What you need to do:
Copy exactly, please, the lines of the data from its start through the line containing "A photo or video".

Stored data:
%%
Issue #2094, opened 2026-09-18
Media sync slice 2: Media health report, media log category and named origin device


ericgriffin:
Slice 2 of #2090.

Spec 4.2 to 4.4; plan Tasks 5 to 10. `LogCategory.media` with an info file floor, media breadcrumbs routed to it, a `PeerDeviceNameStore` fed from peer manifests during pull and adopt, the origin device label on placeholders and the info panel, and `MediaHealthReporter` surfaced from the Media info panel (copy), the Media Storage page (export) and the debug log export (bundled).

Issue #2090, opened 2026-09-18
Media sync program: make photo and video sync reliable end to end


ericgriffin:
## Goal

A photo or video linked on one device shows, with bytes, on every other device, on every platform pair; media transfers never wait silently; deletes propagate. This issue tracks the program end to end.

Design: `docs/superpowers/specs/2026-09-18-media-sync-program-design.md`. Phase 0 plan: `docs/superpowers/plans/2026-09-18-media-sync-phase0-harness-and-diagnostics.md` (both on branch `ericgriffin/media-sync-program`).

## Why one program

Media sync is three systems the user experiences as one feature: the `media` row travelling through the changeset engine, the peer re-finding the bytes in its own library or on disk, and the media store copies drained by the transfer queue. Nearly every report is a failure at a handoff between two of them, so single-issue fixes keep landing and reports keep coming.

Open issues folded in: #425, #1937, #1625, #2018, #1954. Closed by workaround, same class: #1968, #1661. External blocker with no code slice: #1738 (Dropbox developer console).

Verified on main `f3094a71228`: the media tables merge as blind upserts (the HLC stale-copy guard never runs for them); a locally pending row makes the engine skip the peer's whole update and the cursor still advances; `stampVerification` marks a row pending on every verify outcome; the gallery resolver on iOS, macOS and Android never answers "from other device"; Android limited photo access is treated as full access; no test anywhere simulates two devices exchanging a media row.

## Slices

Each slice is one PR whose description says `Part of #<this issue>` plus `Closes #N` for any issue it resolves. Dependencies run top to bottom.

- [x] 1. #2091 Two-device harness with seed scenarios S1 to S10 (skipped red on main)
- [x] 2. #2094 Media health report, `LogCategory.media`, peer device names, named origin device
- [x] 3. #2097 Engine merge rule: merge and keep pending, per-entity fact columns, media tables join the clocked guard (S1, S3)
- [x] 4. #2100 Quiet verification, `mediaStores` parent refs, child tombstones (S2)
- [x] 5. #2103 Google Drive error message and adapter audit (closes #2018)
- [x] 6. #2108 Diver delete media cascade (S9, closes #1954)
- [x] 7. #2113 Origin-aware gallery verdicts on iOS, macOS and Android (S5)
- [x] 8. #2116 PhotoKit cloud identifier: schema, stamp, resolve, backfill, cache invalidation (S6, closes #1937)
[...]

PR #2150, opened 2026-09-19
feat(media): media log category, peer device names and the media health report

ericgriffin:
Slice 2 of the media sync program: the diagnosis path. Stacked on #2140 (slice 1); the base moves to main once that merges, and CI runs then.

## What this adds

- **`LogCategory.media`** with a per-category file floor at info, so resolver and transfer worker breadcrumbs reach the log a user exports even with verbose logging off. A category floor can only admit more than the global floor, never less. The viewer's filter chips, colours and default set know the new value; all 11 catalogs name it.
- **Media loggers pinned to the category.** `LoggerService` gains a per-instance default category (still `const`), and the asset resolution service, both file and store resolvers, the upload pipeline and the transfer worker use it.
- **`PeerDeviceNameStore`.** The changeset reader records each peer's manifest name as it parses it on pull, and the adopt path does the same; a change stream and a live map provider let labels already on screen update when a sync learns a name.
- **Named origin device.** Both resolvers that answer "from other device" take a label lookup, so the placeholder reads "From Eric's MacBook"; the info panel's Linked on row shows the peer's name and updates in place.
- **`MediaHealthReporter`.** Per row: the synced facts and clock, the pending mark, the local asset cache verdict with its next retry, a fresh resolver verdict, the store object's presence in whichever namespace the stamps name, and the queue entry; every report carries the device and store header. The store is reached through a new side-effect-free `attachedMediaObjectStoreProvider`, extracted from the runtime provider, so a report never starts a drain or a sweep.
- **Three entry points.** Copy diagnostics on the Media info panel (one row, clipboard), Export media report on the Media Storage page (whole library, share or save, with a note that the report lists file paths and device names), and the debug log share, which bundles the library report as a second file and still ships the log if the report cannot be built.

## Verification

- `flutter analyze` on the whole project: no issues.
- `flutter test test/features/media test/features/media_store test/features/settings test/core/services test/core/models test/architecture`: 7333 passed, 20 skipped (the 10 seed scenarios plus pre-existing skips), 0 failed.
- The reporter is tested end to end on the two-device harness from slice 1; the peer name flow is tested with two real sync services over one fake cloud.

Design: `docs/superpowers/specs/2026-09-18-media-sync-program-design.md`; plan Tasks 5 to 10 in `docs/superpowers/plans/2026-09-18-media-sync-phase0-harness-and-diagnostics.md` (both in #2137).

Part of #2090
Refs #2094


lib/features/media/data/services/media_health_reporter.dart
```diff
@@ -0,0 +1,252 @@
...
+              0,
+              _backoffLadder.length - 1,
+            )],
+          );
+    final hlc = await _mediaRepository.getSyncHlc(item.id);
+
+    String verdict;
+    try {
+      final data = await _registry.resolverFor(item.sourceType).resolve(item);
+      verdict = data is UnavailableData ? data.kind.name : 'available';
```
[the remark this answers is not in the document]
ericgriffin: Fixed in 4fbb4c55b7f: the report now takes each row's verdict from verify(), the check API, instead of resolve(), the bytes API, and a cloud-backed row skips the registry entirely because its resolver reaches mediaStoreResolverProvider, which watches the runtime. The store probe is the verdict for those rows. A regression test asserts a mediaStore-source row reports without touching the registry.

lib/features/media/data/services/media_health_reporter.dart
```diff
@@ -0,0 +1,252 @@
...
+    final hash = item.contentHash;
+    if (hash == null) return (exists: null, tier: null);
+    final store = await _store();
+    if (store == null) return (exists: null, tier: null);
+    final ext = StoreKeys.extensionFor(item.originalFilename);
+    final stamped = <(String, String)>[
+      if (item.remoteUploadedAt != null)
+        ('original', StoreKeys.objectKey(hash, extension: ext)),
+      if (item.remoteCompressedUploadedAt != null)
+        ('rendition', StoreKeys.renditionKey(hash, ext: ext)),
```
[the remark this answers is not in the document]
ericgriffin: Fixed in 4fbb4c55b7f: the rendition probe uses the compressed extension the pipeline writes (mp4 for a video, jpg for an image), not the original filename's, with a test that seeds an mp4 rendition for a .mov row and expects the probe to find it.

lib/features/media_store/presentation/providers/media_store_providers.dart
```diff
@@ -391,20 +391,18 @@ final mediaStoreServiceProvider = Provider<MediaStoreService>(
...
+/// sweep, so diagnostics can read the store without changing anything.
+/// [mediaStoreRuntimeProvider] builds on top of this.
+// no-tick: builds a store ADAPTER from attach state, not a cached query
+// result. The one repository read (the connected account behind the
+// attachment) changes only on connect or disconnect, and both invalidate
+// this provider together with the runtime; a tick would rebuild the adapter
+// under a drain in flight.
+final FutureProvider<MediaObjectStore?> attachedMediaObjectStoreProvider =
+    FutureProvider<MediaObjectStore?>((ref) async {
       final attachState = ref.watch(mediaStoreAttachStateProvider);
```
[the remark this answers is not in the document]
ericgriffin: Fixed in 4fbb4c55b7f: invalidateMediaStoreAttachment now invalidates attachedMediaObjectStoreProvider first, since the runtime is built from it, and its doc lists all three cached providers. The new test was mutation-checked: with the line removed it fails, with it present it passes.

lib/core/services/sync/peer_device_name_store.dart
```diff
@@ -0,0 +1,58 @@
...
+  String? nameFor(String deviceId) => all()[deviceId];
+
+  /// Remembers [name] for [deviceId]. An empty name and an unchanged name
+  /// are no-ops, so a sync that sees the same manifests emits nothing.
+  Future<void> record(String deviceId, String name) async {
+    if (name.isEmpty) return;
+    final current = all();
+    if (current[deviceId] == name) return;
+    final next = {...current, deviceId: name};
+    await _prefs.setString(prefsKey, jsonEncode(next));
```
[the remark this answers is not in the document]
ericgriffin: Fixed in 0e9e0f7. `record` now takes a nullable name and removes the entry when it is null or empty, and both recording sites (the pull in `ChangesetReader` and the adopt scan in `SyncService`) pass whatever the manifest carried rather than skipping the call. They still skip only when the manifest could not be read at all, so a download or parse failure is not mistaken for a cleared name. Covered by a store-level test for the forget path and a two-device pull test where A publishes a name, B learns it, A republishes without one and B forgets it; the pull test goes red if either call site is put back behind the non-empty guard.

lib/features/media/data/services/media_health_report.dart
```diff
@@ -0,0 +1,241 @@
...
+  final String? queueState;
+  final int? queueAttempts;
+  final DateTime? queueNextAttemptAt;
+
+  /// True when the queue entry is parked until [queueNextAttemptAt].
+  final bool? queueWaiting;
+  final String? queueError;
+
+  /// The source pointer this row's type uses.
+  String? get pointer => filePath ?? localPath ?? platformAssetId;
```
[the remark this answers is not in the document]
ericgriffin: Fixed in 0e9e0f7. Rather than grow a second copy of the selection, `pointer` is now a field the reporter fills from `OriginFacts.from(item).pointer`, which is the exhaustive switch you pointed at, so network and manifest rows carry their URL, connector rows their remote asset id, store rows their content hash, and a bookmark-only local row its scoped reference. It is also emitted in the JSON, which previously had no locator at all for those types. A new test walks every source type and asserts both the field and the JSON value; it fails if the old three-column derivation is restored.

lib/features/media/presentation/providers/media_health_providers.dart
```diff
@@ -0,0 +1,62 @@
...
+    syncRepository: SyncRepository(),
+    assetCache: ref.watch(localAssetCacheRepositoryProvider),
+    queue: ref.watch(mediaTransferQueueRepositoryProvider),
+    registry: ref.watch(mediaSourceResolverRegistryProvider),
+    attachState: ref.watch(mediaStoreAttachStateProvider),
+    store: () => ref.read(attachedMediaObjectStoreProvider.future),
+    localDeviceId: () => SyncRepository().getDeviceId(),
+    localDeviceName: () async =>
+        (await SyncDeviceMetadata(SyncRepository()).resolve()).name,
+    deviceName: (id) => ref.read(peerDeviceNamesProvider).value?[id],
```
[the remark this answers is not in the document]
ericgriffin: Fixed in 0e9e0f7. The provider now uses `ref.read(peerDeviceNameStoreProvider).nameFor(id)`, matching the resolvers. Added a provider test that builds a report for a foreign row through the real provider graph and asserts both that the row is named and that `peerDeviceNamesProvider` was never started; it fails on the previous `.value?[id]` read.

lib/core/services/sync/sync_service.dart
```diff
@@ -4166,6 +4175,9 @@ class SyncService {
       } catch (_) {
         continue;
       }
+      // Recorded unconditionally: the manifest parsed, so a missing name is
+      // the peer's current state and clears any name it published before.
+      await _peerNames?.record(deviceId, manifest.deviceName);
```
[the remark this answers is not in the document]
ericgriffin: Fixed in ba171ad. The adopt-scan write now carries its own try/catch and logs a warning, so a preferences failure no longer aborts `_collectEpochBaseSources` and the library still adopts. The pull path needed the same treatment for a different reason: its write sat inside the per-peer `try`, so the same failure was recorded as a failed peer read and cost that peer its changesets for the cycle and left its cursor unmoved. Both sites are guarded now. Two regression tests, one per path, and each goes red when its own guard is removed.

lib/features/settings/presentation/providers/debug_log_providers.dart
```diff
@@ -184,10 +191,16 @@ Future<void> shareLogFile(
   final tempDir = await getTemporaryDirectory();
   final export = File('${tempDir.path}/$_exportFileName');
   await export.writeAsBytes(await buildLogExportBytes(file, header));
+  final files = [XFile(export.path, mimeType: 'text/plain')];
+  if (mediaReport != null) {
+    final report = File('${tempDir.path}/$_mediaReportFileName');
+    await report.writeAsString(mediaReport);
```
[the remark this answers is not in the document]
ericgriffin: Agreed, and fixed in e28b26e. Rather than redact at the one write site, every rendering of the report now goes through `redactSecrets`: both `toText` paths and the string values of both `toJson` maps. That covers all three exits, the log share, the Media Storage export and the info panel's clipboard copy, so a future consumer cannot reintroduce the gap. Queue errors are covered too, since they are an exception `toString()` and can carry a request URL or header. A test pins both directions: a signed URL, a `user:password@` host and a token inside a queue error are masked, while file paths, device names and content hashes pass through untouched. Verified by reverting each redaction point separately, which turns the corresponding assertions red.

lib/features/media/data/services/media_health_reporter.dart
```diff
@@ -0,0 +1,330 @@
...
+            ),
+          );
+    final cacheNextRetryAt =
+        (cache == null || cache.resolutionMethod != 'unresolved')
+        ? null
+        : DateTime.fromMillisecondsSinceEpoch(cache.resolvedAt).add(
+            _backoffLadder[cache.attemptCount.clamp(
+              0,
+              _backoffLadder.length - 1,
+            )],
```
ericgriffin, line 181: The comment above promises `verify()`, never `resolve()`, but `LocalFileResolver.verify` opens with `await resolve(item)` (`local_file_resolver.dart:464`), so for `localFile` rows the guarantee does not survive one call frame.

`resolve`'s fallback branches are byte reads: on macOS and iOS a row whose `localPath` is absent or unreadable goes to `readBookmarkBytes` (`local_file_resolver.dart:342`), and on Android to `readUriBytes` (`local_file_resolver.dart:315`). Both return `BytesData` built from the entire file. Sandboxed macOS imports normally resolve through bookmarks by design, so `forLibrary()` there reads every photo and video fully into memory, one row at a time, serially. On a few thousand rows the export takes minutes with the page's whole action set disabled, and a multi-GB video can take it out of memory.

Either add `localFile` to `_skipReason`, or give the resolver a stat-only verify path that does not route through `resolve`.

lib/features/media/data/services/media_health_reporter.dart
```diff
@@ -0,0 +1,330 @@
...
+    // report would read every local file and decode every gallery asset.
+    //
+    // And only for the source types whose verify() is a local read. The
+    // others are reported from stored state, which is not a lesser answer:
+    // each has a dedicated service that owns the live check, and the row
+    // already carries what that service last wrote.
+    final skip = _skipReason(item.sourceType);
+    String verdict;
+    if (skip != null) {
+      verdict = skip;
```
ericgriffin, line 195: `_localDeviceName()` runs once per row whose origin is this device, and the injected implementation rebuilds the answer every time: `mediaHealthReporterProvider` passes `() async => (await SyncDeviceMetadata(SyncRepository()).resolve()).name`, and `resolve()` does a database read (`getDeviceId`), an uncached MethodChannel round trip (`DeviceDisplayNameService.resolve`) and `PackageInfo.fromPlatform()`.

Most rows in a library were linked on this device, so a 2000-row report issues 2000 database reads and roughly 4000 platform-channel calls for a value that cannot change mid-report. `_report` already resolves it once for the header; resolving it once in `forItem`/`forLibrary` and passing it into `_row` removes the rest.

lib/features/media/data/services/media_health_reporter.dart
```diff
@@ -0,0 +1,330 @@
...
+    // The store resolver reaches mediaStoreResolverProvider, which watches
+    // the runtime, and building that starts a transfer drain and a verify
+    // sweep. The store probe is this row's verdict instead.
+    MediaSourceType.mediaStore => 'mediaStore',
+
+    // A gallery verify runs AssetResolutionService, which on a miss writes
+    // the local asset cache: the attempt count goes up and resolvedAt is
+    // reset to now, so the next automatic search moves from 24 hours out to
+    // 3 days and then a week. Producing a report would delay the recovery
+    // of the very photos it is describing. The cache block on this row is
```
ericgriffin, line 282: The originals probe keys off this row's own filename extension, but `StoreKeys.extensionFor` is documented as not injective over content (`objectKeyPrefix` exists precisely so callers can find the variants).

Device A holds the photo as `IMG_1.JPG` and uploads it to `smv1/objects/ab/<hash>.jpg`, then stamps `remoteUploadedAt`, which syncs. Device B holds identical bytes as `IMG_1.jpeg`, and its pipeline skips the upload because the stamp is already set (`media_upload_pipeline.dart:90`). Copy diagnostics on device B probes `<hash>.jpeg`, `head` returns null, and the report prints `remote_uploaded_at: <ts>` directly above `store_object: missing`. In a support thread that reads as store corruption when the object is there.

Listing `StoreKeys.objectKeyPrefix(hash)` rather than heading one exact key would answer correctly.

lib/features/media_store/presentation/pages/media_storage_page.dart
```diff
@@ -833,6 +860,23 @@ class _MediaStoragePageState extends ConsumerState<MediaStoragePage> {
                   padding: EdgeInsets.only(top: 8),
                   child: LinearProgressIndicator(),
                 ),
+              const SizedBox(height: 8),
+              FilledButton.tonal(
+                key: const Key('media-export-report'),
```
ericgriffin: This button sits inside the `if (connected)` block at line 743, so the whole-library report is only reachable once a media store is attached.

Nothing in the report needs one: `_probeStore` and the marker read both degrade to "not probed", and the rows that matter most for a photo-sync complaint (local file and gallery rows, synced by row rather than by bytes) are exactly the ones a user with no store has. Someone diagnosing "my photos are not on my iPad" opens this page and sees only the connect form. The debug log share still bundles the report, but that is a second and much less discoverable path.

Worth hoisting the button and its note out of the connected branch.

lib/features/settings/presentation/providers/sync_providers.dart
```diff
@@ -489,6 +490,34 @@ final cloudStorageProviderProvider = Provider<CloudStorageProvider?>((ref) {
...
+  return store;
+});
+
+/// The live name map: the store's contents now, then every change, so a
+/// label already on screen updates when a sync learns a name.
+final peerDeviceNamesProvider = StreamProvider<Map<String, String>>((ref) {
+  final store = ref.watch(peerDeviceNameStoreProvider);
+  // Subscribe first, then snapshot. Yielding the snapshot and subscribing
+  // afterwards drops a name recorded in between, and the store emits only
+  // when a name CHANGES, so a peer that keeps publishing the same name
```
ericgriffin, line 507: `yield` suspends the generator before `yield*` subscribes, and `_changes` is a plain broadcast controller with no replay, so a `record` that completes in that gap is dropped.

Concretely: a pull is already in flight when a tile first watches this provider. The generator emits the current (empty) map and suspends, `ChangesetReader`'s `peerNames.record` calls `_changes.add` with no listener attached yet, then `yield*` subscribes. The Linked on row keeps the generic label until some later sync happens to record a different name, which is the staleness the live stream was added to prevent.

Subscribing first and emitting `store.all()` after, or re-reading it once the subscription is live, closes the window.

ericgriffin (commented):
Correctness pass over the diagnosis path. Seven findings, inline.

The one I would fix before merge is the first: `MediaHealthReporter` documents that it never takes the bytes path, but `LocalFileResolver.verify` calls `resolve` internally, so on macOS and Android a whole-library report reads every local file's bytes.

Checked and deliberately not flagged: the per-category file floor in `LoggerService._persists` is correct (it only ever lowers the floor, and non-verbose is `warning`, so the media `info` floor genuinely admits more); the `attachedMediaObjectStoreProvider` extraction preserves the runtime's behaviour and the invalidation helper now covers all three caches; and `_collectEpochBaseSources` does record this device's own manifest name, against `PeerDeviceNameStore`'s documented contract, but every consumer guards on `origin != me` first, so there is no reachable failure today.

lib/features/media/presentation/widgets/media_info_panel.dart
```diff
@@ -619,6 +622,39 @@ class _CopyReferenceButton extends StatelessWidget {
...
+  const _CopyDiagnosticsButton({required this.item});
+
+  final MediaItem item;
+
+  @override
+  Widget build(BuildContext context, WidgetRef ref) => TextButton(
+    onPressed: () async {
+      final messenger = ScaffoldMessenger.of(context);
+      final l10n = context.l10n;
+      // Guarded like the other two entry points. Unhandled, a report that
```
ericgriffin, line 638: No try/catch and no in-flight guard here, unlike the comparable actions on the Media Storage page.

`forItem` starts with `_localDeviceId()` (`SyncRepository().getDeviceId()`) and `_syncRepository.getPendingRecords()`, neither of which is guarded inside the reporter, so a database failure throws into the framework: no snackbar, nothing on the clipboard, and a button that looks inert. Separately, `probeStore: true` issues up to three network HEADs, so on a slow link the button stays enabled and a second tap starts a second report.

lib/features/media/data/repositories/media_repository.dart
```diff
@@ -2107,6 +2107,19 @@ class MediaRepository {
   /// A display label (file name, else caption) for each of [ids] that has
   /// one. Ids with neither, or with no row, are absent.
   ///
+  /// The row's sync clock, or null for an unknown id or a row never marked
```
ericgriffin: This method landed between the first paragraph of `getDisplayLabels`' doc comment and the rest of it, so the two now carry each other's documentation.

`getSyncHlc` opens with "A display label (file name, else caption) for each of [ids] that has one. Ids with neither, or with no row, are absent.", which describes a different method, and `getDisplayLabels` is left with the "selectOnly projection, one query per chunk" note stripped of its subject.

lib/features/media/data/services/media_health_reporter.dart
ericgriffin: Withdrawing this one: it is already fixed at HEAD. `_row` dispatches through `DiagnosticProbe` and only falls back to `verify` for resolvers that offer no probe, so `LocalFileResolver` never reaches the bookmark byte read. `media_health_reporter_verify_test.dart` pins both halves.

The review was built against a stale copy of the diff that predated the last few commits on the branch, which is my error, not the code's.

lib/features/settings/presentation/providers/sync_providers.dart
ericgriffin: Withdrawing this one: already fixed at HEAD. The provider subscribes to `store.changes` before snapshotting `store.all()`, with a comment covering exactly this race. Same stale-diff mistake as the reporter comment above.

lib/features/media/presentation/widgets/media_info_panel.dart
ericgriffin: Withdrawing the error-handling half: already fixed at HEAD. The callback wraps the report and the clipboard write in a try/catch and surfaces `settings_diagnostics_copyFailed`. Same stale-diff mistake.

The double-tap observation still stands in principle (the button stays enabled across the store HEADs) but it is minor on its own, so I am not asking for a change.

lib/features/media/data/services/media_health_reporter.dart
ericgriffin: Fixed in 091e6407b10. `forItem` and `forLibrary` resolve the name once and carry it into `_row` and `_report`. Covered by `media_health_reporter_probe_test.dart`, which counts the lookups: a five-row library went from six to one.

lib/features/media/data/services/media_health_reporter.dart
ericgriffin: Fixed in 091e6407b10. Each namespace is listed by its key prefix now (`objectKeyPrefix` / `renditionKeyPrefix`, and the thumb key which has no variants), short-circuiting on the first element so a paged listing stops after one page. Three tests cover it: the cross-extension hit, a hash with nothing stored, and a longer hash that shares this one as a prefix.

lib/features/media_store/presentation/pages/media_storage_page.dart
ericgriffin: Fixed in 091e6407b10. The button and its note are hoisted out of the `if (connected)` branch. New page test drives the export with no `statusHint`, so the disconnected path is pinned.

lib/features/media/data/repositories/media_repository.dart
ericgriffin: Fixed in 091e6407b10. `getSyncHlc` moved below `getDisplayLabels`, and the label doc comment is whole again.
%%
Output of the exercise:
Issue #2094, opened 2026-09-18
Media sync slice 2: Media health report, media log category and named origin device


ericgriffin:
Slice 2 of #2090.

Spec 4.2 to 4.4; plan Tasks 5 to 10. `LogCategory.media` with an info file floor, media breadcrumbs routed to it, a `PeerDeviceNameStore` fed from peer manifests during pull and adopt, the origin device label on placeholders and the info panel, and `MediaHealthReporter` surfaced from the Media info panel (copy), the Media Storage page (export) and the debug log export (bundled).

Issue #2090, opened 2026-09-18
Media sync program: make photo and video sync reliable end to end


ericgriffin:
## Goal

A photo or video linked on one device shows, with bytes, on every other device, on every platform pair; media transfers never wait silently; deletes propagate. This issue tracks the program end to end.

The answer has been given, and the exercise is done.